Into his mind floated pictures of alien orbs with great stone towers,
and other orbs with titan mountains and no mark of life, and still
remoter spaces where only a stirring in vague blacknesses told of
the presence of consciousness and will.
When he did look away, it was to notice a somewhat singular mound
of dust in the far corner near the ladder to the steeple. Just why it
took his attention he could not tell, but something in its contours
carried a message to his unconscious mind. Plowing toward it, and
brushing aside the hanging cobwebs as he went, he began to
discern something grim about it. Hand and handkerchief soon
revealed the truth, and Blake gasped with a baffling mixture of
emotions. It was a human skeleton, and it must have been there for
a very long time. The clothing was in shreds, but some buttons and
fragments of cloth bespoke a man's gray suit. There were other bits
of evidence—shoes, metal clasps, huge buttons for round cuffs, a
stickpin of bygone pattern, a reporter's badge with the name of the
old Providence Telegram, and a crumbling leather pocket-book.

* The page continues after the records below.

PR #4617, opened 2016-10-22
chore(store): cleans up and optimizes code paths around fetching rela…

runspired:
…tionships and single records

Also underscores some store methods that are private that should have been before.

### DIFF
--- a/addon/-private/system/model/internal-model.js
+++ b/addon/-private/system/model/internal-model.js
@@ -709,11 +709,11 @@ export default class InternalModel {
     Preloaded data can be attributes and relationships passed in either as IDs or as actual
     models.
 
-    @method _preloadData
+    @method preloadData
     @private
     @param {Object} preload
   */
-  _preloadData(preload) {
+  preloadData(preload) {
     //TODO(Igor) consider the polymorphic case
     Object.keys(preload).forEach((key) => {
       let preloadValue = get(preload, key);
--- a/addon/-private/system/relationships/state/has-many.js
+++ b/addon/-private/system/relationships/state/has-many.js
@@ -130,9 +130,7 @@ ManyRelationship.prototype.reload = function() {
     this._loadingPromise = promiseManyArray(this.fetchLink(), 'Reload with link');
     return this._loadingPromise;
   } else {
-    this._loadingPromise = promiseManyArray(this.store.scheduleFetchMany(manyArray.toArray()).then(() => {
-      return manyArray;
-    }), 'Reload with ids');
+    this._loadingPromise = promiseManyArray(this.store._scheduleFetchMany(manyArray.currentState).then(() => manyArray), 'Reload with ids');
     return this._loadingPromise;
   }
 };
--- a/addon/-private/system/store.js
+++ b/addon/-private/system/store.js
@@ -49,7 +49,7 @@ const {
   get,
   isNone,
   isPresent,
-  Map,
+  MapWithDefault,
   run: emberRun,
   set,
   Service
@@ -212,7 +212,7 @@ Store = Service.extend({
     this._instanceCache = new ContainerInstanceCache(getOwner(this), this);
 
     //Used to keep track of all the find requests that need to be coalesced
-    this._pendingFetch = Map.create();
+    this._pendingFetch = MapWithDefault.create({ defaultValue() { return []; } });
   },
 
   /**
@@ -664,7 +664,7 @@ Store = Service.extend({
   _findRecord(internalModel, options) {
     // Refetch if the reload option is passed
     if (options.reload) {
-      return this.scheduleFetch(internalModel, options);
+      return this._scheduleFetch(internalModel, options);
     }
 
     var snapshot = internalModel.createSnapshot(options);
@@ -673,7 +673,7 @@ Store = Service.extend({
 
     // Refetch the record if the adapter thinks the record is stale
     if (adapter.shouldReloadRecord(this, snapshot)) {
-      return this.scheduleFetch(internalModel, options);
+      return this._scheduleFetch(internalModel, options);
     }
 
     if (options.backgroundReload === false) {
@@ -682,7 +682,7 @@ Store = Service.extend({
 
     // Trigger the background refetch if backgroundReload option is passed
     if (options.backgroundReload || adapter.shouldBackgroundReloadRecord(this, snapshot)) {
-      this.scheduleFetch(internalModel, options);
+      this._scheduleFetch(internalModel, options);
     }
 
     // Return the cached record
@@ -693,7 +693,7 @@ Store = Service.extend({
     options = options || {};
 
     if (options.preload) {
-      internalModel._preloadData(options.preload);
+      internalModel.preloadData(options.preload);
     }
 
     var fetchedInternalModel = this._findEmptyInternalModel(internalModel, options);
@@ -703,7 +703,7 @@ Store = Service.extend({
 
   _findEmptyInternalModel(internalModel, options) {
     if (internalModel.isEmpty()) {
-      return this.scheduleFetch(internalModel, options);
+      return this._scheduleFetch(internalModel, options);
     }
 
     //TODO double check about reloading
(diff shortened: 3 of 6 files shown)


addon/-private/system/relationships/state/has-many.js
```diff
@@ -130,9 +130,7 @@ ManyRelationship.prototype.reload = function() {
     this._loadingPromise = promiseManyArray(this.fetchLink(), 'Reload with link');
     return this._loadingPromise;
   } else {
-    this._loadingPromise = promiseManyArray(this.store.scheduleFetchMany(manyArray.toArray()).then(() => {
-      return manyArray;
-    }), 'Reload with ids');
+    this._loadingPromise = promiseManyArray(this.store._scheduleFetchMany(manyArray.currentState).then(() => { return manyArray; }), 'Reload with ids');
```
pangratz: `() => manyArray`

igorT:
Seems good, I'll give it a once over once less tired

addon/-private/system/store.js
```diff
@@ -737,57 +737,50 @@ Store = Service.extend({
...
 
     internalModel.loadingData(promise);
 
-    if (!this._pendingFetch.get(typeClass)) {
-      this._pendingFetch.set(typeClass, [pendingFetchItem]);
+    if (!this._pendingFetch.get(modelClass)) {
+      this._pendingFetch.set(modelClass, [pendingFetchItem]);
     } else {
-      this._pendingFetch.get(typeClass).push(pendingFetchItem);
+      this._pendingFetch.get(modelClass).push(pendingFetchItem);
```
pangratz: This could be handled more elegantly using `MapWithDefault`...

addon/-private/system/model/internal-model.js
```diff
@@ -707,11 +707,11 @@ export default class InternalModel {
     Preloaded data can be attributes and relationships passed in either as IDs or as actual
     models.
 
-    @method _preloadData
+    @method preloadData
     @private
     @param {Object} preload
   */
-  _preloadData(preload) {
```
stefanpenner: lets keep the`_`

runspired: @stefanpenner I removed this one because InternalModel is "entirely private api" and this is used by other private modules, I believe that was our stated api naming goal?

addon/-private/system/store.js
runspired: It may also be better to just create a hash via modelName, I don't think we need to go all the way to a map here.

addon/-private/system/relationships/state/has-many.js
runspired: 👍

runspired:
@stefanpenner @pangratz cleaned up

addon/-private/system/store.js
```diff
@@ -737,57 +737,51 @@ Store = Service.extend({
...
+    let pendingFetchItem = {
+      internalModel,
+      resolver,
+      options
     };
-    var promise = resolver.promise;
+    let promise = resolver.promise;
 
     internalModel.loadingData(promise);
+    let cache = this._pendingFetch.getWithDefault();
```
pangratz: What does this?

addon/-private/system/store.js
pangratz: Now that we're using `MapWithDefault`, this can be shortened to `this._pendingFetch.get(modelClass).push(pendingFetchItem)`.

addon/-private/system/store.js
runspired: #facepalm fixed @pangratz

addon/-private/system/store.js
```diff
@@ -800,63 +789,67 @@ Store = Service.extend({
...
+    let store = this;
+    let adapter = store.adapterFor(modelClass.modelName);
+    let shouldCoalesce = !!adapter.findMany && adapter.coalesceFindRequests;
+    let totalItems = pendingFetchItems.length;
+    let internalModels = new Array(totalItems);
+    let seeking = new EmptyObject();
+
+    for (let i = 0; i < totalItems; i++) {
+      internalModels[i] = pendingFetchItems[i].internalModel;
+      seeking[internalModels[i].id] = pendingFetchItems[i];
```
pangratz: Do we want to cache `pendigFetchItems[i]` so the lookup only happens once? This would also allow to get the internalModel's `id` from the cached result without looking it up again.

addon/-private/system/store.js
```diff
@@ -800,63 +789,67 @@ Store = Service.extend({
...
+    }
 
     function _fetchRecord(recordResolverPair) {
-      recordResolverPair.resolver.resolve(store.fetchRecord(recordResolverPair.record, recordResolverPair.options)); // TODO adapter options
+      recordResolverPair.resolver.resolve(store._fetchRecord(recordResolverPair.internalModel, recordResolverPair.options)); // TODO adapter options
```
pangratz: Let's split this into separate statements for better readability.

addon/-private/system/store.js
```diff
@@ -800,63 +789,67 @@ Store = Service.extend({
...
-    function makeMissingRecordsRejector(requestedRecords) {
-      return function rejectMissingRecords(resolvedRecords) {
-        resolvedRecords = Ember.A(resolvedRecords);
-        var missingRecords = requestedRecords.reject((record) => resolvedRecords.includes(record));
-        if (missingRecords.length) {
-          warn('Ember Data expected to find records with the following ids in the adapter response but they were missing: ' + Ember.inspect(Ember.A(missingRecords).mapBy('id')), false, {
-            id: 'ds.store.missing-records-from-adapter'
-          });
+      // reject missing records
+      let missingRecords = [];
```
pangratz: Rename to `missingInternalModels` to better reflect what they are containig

addon/-private/system/store.js
```diff
@@ -800,63 +789,67 @@ Store = Service.extend({
...
+      for (let i = 0, l = expectedInternalModels.length; i < l; i++) {
+        if (!found[expectedInternalModels[i].id]) {
+          missingRecords.push(expectedInternalModels[i]);
```
pangratz: Cache `expectedInternalModels[i]`?

addon/-private/system/store.js
```diff
@@ -800,63 +789,67 @@ Store = Service.extend({
...
-      };
+      }
     }
 
-    function makeRecordsRejector(records) {
-      return function (error) {
-        rejectRecords(records, error);
-      };
-    }
+    function rejectRecords(internalModels, error) {
```
pangratz: `rejectInternalModels`

addon/-private/system/store.js
```diff
@@ -867,27 +860,43 @@ Store = Service.extend({
...
-        var requestedRecords = Ember.A(groupOfRecords);
-        var ids = requestedRecords.mapBy('id');
-        if (ids.length > 1) {
-          _findMany(adapter, store, typeClass, ids, requestedRecords).
-            then(resolveFoundRecords).
-            then(makeMissingRecordsRejector(requestedRecords)).
-            then(null, makeRecordsRejector(requestedRecords));
+        for (let j = 0; j < totalInGroup; j++) {
+          groupedInternalModels[j] = group[j]._internalModel;
+          ids[j] = groupedInternalModels[j].id;
```
pangratz: Cache `group[j]._internalModel`

addon/-private/system/store.js
runspired: I debated on this, the alternative is:

```
let pendingItem = pendingFetchItems[i];
let internalModel = pendingItem.internalModel;
internalModels[i] = internalModel;
seeking[internalModel.id] = pendingItem;
```

This may be more clear but I'm not sure the "cache" actually is any simpler.

addon/-private/system/store.js
runspired:
```
recordResolverPair.resolver.resolve(
  store._fetchRecord(recordResolverPair.internalModel,
  recordResolverPair.options)
); // TODO adapter options
```

addon/-private/system/store.js
runspired: 👍

addon/-private/system/store.js
runspired: same argument as above, I always go back and forth on this. Saving one index access vs one assignment. Perf wise it's likely ignorable, but readability is a bit better.

addon/-private/system/store.js
runspired: 👍

addon/-private/system/store.js
runspired: 👍

addon/-private/system/store.js
pangratz: I meant something like:

```js
let fetchRecord = store._fetchRecord(…);
recordResolverPair.resolver.resolve(fetchRecord);
```

addon/-private/system/store.js
pangratz: I would be in favor of better readability here

addon/-private/system/store.js
```diff
@@ -737,58 +737,47 @@ Store = Service.extend({
...
+  _scheduleFetch(internalModel, options) {
     if (internalModel._loadingPromise) { return internalModel._loadingPromise; }
 
-    var resolver = Ember.RSVP.defer('Fetching ' + typeClass + 'with id: ' + internalModel.id);
-    var pendingFetchItem = {
-      record: internalModel,
-      resolver: resolver,
-      options: options
+    let modelClass = internalModel.type;
+    let resolver = Ember.RSVP.defer('Fetching ' + modelClass.modelName + 'with id: ' + internalModel.id);
```
pangratz: Missing space after `modelClass.modelName + 'with …'`

runspired:
@pangratz updated

runspired:
@bmac rebased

Blake examined the latter with care, finding within it several bills of
antiquated issue, a celluloid advertising calendar for 1893, some
cards with the name "Edwin M. Lillibridge," and a paper covered with
penciled memoranda.
This paper held much of a puzzling nature, and Blake read it
carefully at the dim westward window. Its disjointed text included
such phrases as the following:
"Prof. Enoch Bowen home from Egypt May 1844—buys old
Free-Will Church in July—his archæological work & studies
in occult well known."
"Dr. Drowne of 4th Baptist warns against Starry Wisdom in
sermon Dec. 29, 1844."
"Congregation 97 by end of '45."
"1846—3 disappearances—first mention of Shining
Trapezohedron."
"7 disappearances 1848—stories of blood sacrifice begin."
"Investigation 1853 comes to nothing—stories of sounds."

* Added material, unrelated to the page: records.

PR #4623, opened 2016-10-22
[BUGFIX beta] Don't invoke findRecord for a new record with client side id

### LINKED ISSUE #3678: shouldBackgroundReloadRecord is background reloading unsaved records
When a record is created and we transition to that route, Ember data does a background reload that results in a 404 from the database and the exception.

``` javascript
    actions: {
        newForm: function () {
            var form = this.store.createRecord("form-design", {
                name: "NewForm",
                description: "Created but not saved",
                rev: "",
                formObjects: []
            });
            this.transitionToRoute("form-design", form.get("id"));
        }
    }
});
```

In order to inhibit the background reload we put a "isNew" check into our adapter.

``` javascript
shouldBackgroundReloadRecord: function (store, snapshot) {
    // We don"t ever want to background reload a new record do we?
    return !snapshot.record.get("isNew");
}
```

I can't think of a use case where ember data would want to do a background reload on records that are not saved.  

Ember data should inhibit background reloading by default for unsaved records.

pangratz:
Addresses #3678

---

Do we want to warn when a `store.findRecord(modelName, newRecord.get("id"))` is called? Something like `You called store.findRecord to find a new record with a client side id. Use the record directly as store.findRecord should not be used for new records`?

### DIFF
--- a/addon/-private/system/store.js
+++ b/addon/-private/system/store.js
@@ -658,6 +658,12 @@ Store = Service.extend({
   },
 
   _findRecord(internalModel, options) {
+    // we can reach this code path when a new record is created with a client
+    // side id and this record is requested via `#findRecord(modelName, newRecord.get('id'))
+    if (internalModel.isNew()) {
+      return Promise.resolve(internalModel);
+    }
+
     // Refetch if the reload option is passed
     if (options.reload) {
       return this.scheduleFetch(internalModel, options);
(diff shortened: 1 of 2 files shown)


bmac:
👍

igorT:
We are closing this in favor of doing this in the adapter instead.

"Fr. O'Malley tells of devil-worship with box found in great
Egyptian ruins—says they call up something that can't
exist in light. Flees a little light, and banished by strong
light. Then has to be summoned again. Probably got this
from deathbed confession of Francis X. Feeney, who had
joined Starry Wisdom in '49. These people say the Shining
Trapezohedron shows them heaven & other worlds, & that
the Haunter of the Dark tells them secrets in some way."

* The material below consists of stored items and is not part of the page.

PR #4283, opened 2016-03-28
Add better error messaging for adapters that do not implement createR…

bmac:
…ecord, updateRecord or deleteRecord.

PR #4624, opened 2016-10-23
Test assertions when updateRecord & deleteRecord don't exist on adapter

pangratz:
Followup to #4283 to add tests for asserting that `updateRecord` and `deleteRecord` exist.

cc @bmac

### DIFF
--- a/tests/integration/adapter/store-adapter-test.js
+++ b/tests/integration/adapter/store-adapter-test.js
@@ -24,6 +24,15 @@ var set = Ember.set;
 var run = Ember.run;
 var Person, Dog, env, store, adapter;
 
+function moveRecordOutOfInFlight(record) {
+  run(function() {
+    // move record out of the inflight state so the tests can clean up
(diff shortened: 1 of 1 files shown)


bmac:
👍

tests/integration/adapter/store-adapter-test.js
```diff
@@ -24,6 +24,15 @@ var set = Ember.set;
 var run = Ember.run;
 var Person, Dog, env, store, adapter;
 
+function moveRecordOutOfInFlight(record) {
+  run(function() {
+    // move record out of the inflight state so the tests can clean up
+    // correctly
```
pangratz: It's because of [this assertion](https://github.com/emberjs/data/blob/41193f72435eca264ff3941134d2af1c72f6a861/addon/-private/system/model/states.js#L433-L437) in the state machine.

bmac:
Thanks @pangratz.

"Story of Orrin B. Eddy 1857. They call it up by gazing at
the crystal, & have a secret language of their own."
"200 or more in cong. 1863, exclusive of men at front."
"Irish boys mob church in 1869 after Patrick Regan's
disappearance."
"Veiled article in J. March 14, '72, but people don't talk
about it."
"6 disappearances 1876—secret committee calls on Mayor
Doyle."
"Action promised Feb. 1877—church closes in April."
"Gang—Federal Hill Boys—threaten Dr. —— and
vestrymen in May."
"181 persons leave city before end of '77—mention no
names."
"Ghost stories begin around 1880—try to ascertain truth
of report that no human being has entered church since
1877."
"Ask Lanigan for photograph of place taken 1851...."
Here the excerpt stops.